We over complicate it.

I feel lost sometimes when I browse the isles of Target and see some of the stuff they have for babies.
The same babies who would rather eat cat food than sweet potato puffs.
The same ones who would rather play in toilet water than with their $70 Baby Einstein mat.

Einstein.
Yeah right.

When Alena was an infant, her very favorite thing in the whole wide world was a quilted watermelon patterned place-mat my odd aunt gave as a Christmas gift.
It went everywhere with us.
We'd be leaving the house and ask each other, before the door was latched,
"Did you grab the place-mat?" People overhearing probably thought it was code for something.

My friend Beth and I laughed the other day over how we'd morphed.
Both of us currently have 3 kids.

We'd come from late nights listening to rap music and being out late dancing to late nights walking the floor with feverish toddlers in just a few years.

We talked about how it is taking our nervous Nelly husbands a little while to catch up with us on the concept of just relaxing with the helicopter parenting a bit.

She said the other day her husband came home to find her on the couch watching TV with not a kid in sight.
He said, "Where are all the kids?"
To which she answered,
"I don't know. They're SOMEWHERE in the house. I'm pretty sure I locked all the doors."

I told her that sometimes Justin will say,
"Aren't you going to check on them?! I hear Chloe screaming."
After which I tell him,
"Chloe is ALWAYS screaming. It's practically her regular speaking voice. If I got up every time someone was screaming, I'd never rest. If they're bleeding I'll check. And not just bleeding the microscopic amounts that they say needs a Hello Kitty band-aid. I mean REAL bleeding. Tourniquet style."

I guess I've just mellowed out.
If we don't have the bassinet set up by the time the baby is born, she can just sleep in Justin's spot.
That dude's practically Narcoleptic already. It doesn't matter where you put him.
I can only imagine how it'll be come February.
Me, shooting bitter glares in his direction in the dark room as he snores while I hold Paige for hours wishing for just a 10 minute stretch of rest.
If he falls asleep on the couch after dinner, I'll just leave him there instead of calling his name 8 times and shaking the couch to get him to come to bed.

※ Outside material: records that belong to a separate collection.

PR #752, opened 2017-02-25
Misspellings

olleolleolle:
This trivial PR edits code comments so that the whole project passes a run of the misspellings tool.

([I happened to use Celluloid as an example](http://ollehost.dk/blog/2017/02/25/automate-finding-misspellings-in-source-code/) of where there were a few commonly found misspellings. In order to make things clearer for the reader, and not just be a spelling stickler, I created this PR.)

- In the interest of having 0 misspellings results, I walked over a reference joke to The Man Who Wasn't There in a spec. Perhaps now that the reference joke is destroyed, I should pick a clearer method name ('non_existent_method' for instance)
- All edits affect `git blame` output, of course

### DIFF
--- a/spec/celluloid/calls_spec.rb
+++ b/spec/celluloid/calls_spec.rb
@@ -9,7 +9,7 @@ RSpec.describe Celluloid::Call::Sync, actor_system: :global do
       allow(logger).to receive(:crash).with("Actor crashed!", NoMethodError)
 
       expect do
-        actor.the_method_that_wasnt_there
+        actor.the_method_that_was_not_there
       end.to raise_exception(NoMethodError)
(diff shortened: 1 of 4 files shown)


spec/celluloid/calls_spec.rb
```diff
@@ -9,7 +9,7 @@
       allow(logger).to receive(:crash).with("Actor crashed!", NoMethodError)
 
       expect do
-        actor.the_method_that_wasnt_there
+        actor.the_method_that_was_not_there
```
tarcieri: This breaks the movie reference :cry:

http://www.imdb.com/title/tt0243133/

PR #757, opened 2017-04-18
parameterize error message so old and new Rubies match text

chuckremes:
MRI deprecated the Fixnum class and now expects Integer. So the specs will pass on old and new Rubies alike I just parameterized the error text.


tarcieri:
Thanks!

PR #767, opened 2017-09-14
CHANGES: Add GitHub compare link on each heading

olleolleolle:
This PR adds **a GitHub compare link** (which compares last release and current) to each version heading in **the changelog**.

I was inspired by Keep a Changelog, which does this.

Upside: improved metadata.

Downside: one more thing to do, when releasing.


tarcieri:
Neat, thanks!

What has happened to our culture as parents?
No wonder so many mothers are on anti-anxiety meds.
We're told we need ridiculous things like these:

I mean - WHAT THE HECK?!
and this:

For when the 60 squares of toilet paper your toddler pulls from the roll just aren't quite enough.
Or how about this:

Because, frankly, who has ALL that TIME it takes to labor over cutting up a frank?
Or this:

Because we'd rather people think that our child had a life threatening condition than that they EVER get a bruise on that precious little head.

Just see how many play dates you get invited to when you bring THAT thing.

RELAX, people.
You're losing it.
And that's saying a lot coming from me.